Unlike a conventional single-mode, ‘one-dimensional’ laser, the frequencies of a multimode, multidimensional laser are ordinarily very complicated (figure below, top left, where different colors correspond to different spatial modes). However, we showed that, for a properly designed laser (bottom), the laser’s frequencies would adjust automatically into an organized, synchronized pattern (figure top right), corresponding to the emission of a 3D, multimode laser pulse at regular intervals. Pulses from this laser might eventually allow very sophisticated light-matter interactions, especially with complex molecules (different modes of the laser may interact with different ‘modes’, specific transitions, of molecules or other matter). We have some moderately crazy ideas to realize PW or even EW (exawatt) lasers with this approach.

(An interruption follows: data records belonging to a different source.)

PR #2482, opened 2016-07-29
Fix/stories bugs

mbarrenechea:
This PR contains:
- Bug with location in Submit new story solved
- Bug with order in Submit new story solved
- Add credentials to Story Model


adammulligan:
:wave:

PR #2488, opened 2016-08-02
Osm basemap

mbarrenechea:
This Pr contains:
- New OSM basemap 
- Little improvements in the basemap list
- Little improvements in the wrapped layers. Use padding instead of margin to separate the options. i.e: Mexico land zoning


app/assets/javascripts/map/views/maptypes/openStreetMaptype.js
```diff
@@ -0,0 +1,26 @@
+/**
+ * Dark Matter Maptype.
```
j8seangel: Is this description correct ?

PR #2492, opened 2016-08-09
Remove geostore/go from the place service

mbarrenechea:
Remove 'Geostore/go' from the place service.

It will only fire when a geostore is set on the URL. The one in charge to get the geojson is the AnalysisDrawPresenter, no one else needs it.


geriux:
Love PRs that remove lots of code =D 👍

PR #3706, opened 2019-02-19
Feature/soil organic carbon

blayhem:
## Overview

This PR features a new widget very similar to the whrc one: a ranked list for soil organic carbon.

image


app/javascript/components/widgets/widgets/climate/soil-organic/config.js
```diff
@@ -0,0 +1,21 @@
+export default {
+  widget: 'soil-organic',
```
edbrett: These have normally been camel case right?

PR #3707, opened 2019-02-20
Fix: Ranked gain widget parent location

01painadam:
## Overview

The ranked gain widget should have access the parent locations (e.g. Acre's parent is Brazil, Brazils is Global etc)

This update the 'getLocationsObject' function to include parent information as well as teh admin level of the selected location.

screen shot 2019-02-20 at 11 53 58

screen shot 2019-02-20 at 11 54 59


01painadam:
It's the `'<0.1%'` bug again. I've fixed it for all widgets.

Simple depiction of spatiotemporal mode-locking

Spatiotemporal dynamics of multimode optical solitons

Spatiotemporal dynamics of multimode optical solitons

L. G. Wright, W. H. Renninger, D. N. Christodoulides, and F. W. Wise. “Spatiotemporal dynamics of multimode optical solitons”. Opt. Express 22, 3492-3506 (2015).

We launch pulses into multimode fiber, exciting multiple spatial modes. We show how nonlinear interactions between the modes give rise to a multimode soliton. A multimode soliton is a non-dispersing wavepacket that contains several distinct spatial mode components, and propagates through the fiber without changing its shape due to a balance between nonlinear and linear effects. We observe spatiotemporal soliton fission – the disintegration of an optical pulse into distinct multimode soliton components with different spatiotemporal properties. Lastly, we observe the effect of stimulated Raman scattering on multimode solitons. This causes them to shift to longer wavelengths, while maintaining their multimode soliton characteristics.

ststmms
Multimode fiber acts as an intermediate-dimensional system. As the size of the fiber becomes infinite, optical dynamics are (3+1)-D (space+time). Meanwhile, as the fiber becomes small it becomes single mode, so that optical dynamics can be described using only (1+1) dimensions. Analytically, stable spatiotemporal solitons are expected for some region (blue) between 1 and 3 spatial dimensions. It is in this regime that multimode solitons are expected.

Ultrabroadband Dispersive Radiation by Spatiotemporal Oscillation of Multimode Waves

Ultrabroadband Dispersive Radiation by Spatiotemporal Oscillation of Multimode Waves

L. G. Wright, S. Wabnitz, D. N. Christodoulides, F. W. Wise “Ultrabroadband Dispersive Radiation by Spatiotemporal Oscillation of Multimode Waves ” Phys. Rev. Lett. 115, 223902 (2015).

We show that intense pulses in multimode fiber oscillate in space and time, and that this creates resonant radiation across the electromagnetic spectrum. This work provides a route to tunable sources of ultrashort pulses from IR to ultraviolet and beyond. Dreaming, this work could lead to a fiber-format alternative to the free-electron laser.

summary figure 1

The resonant dispersive radiation is diffracted off a grating onto a piece of white paper.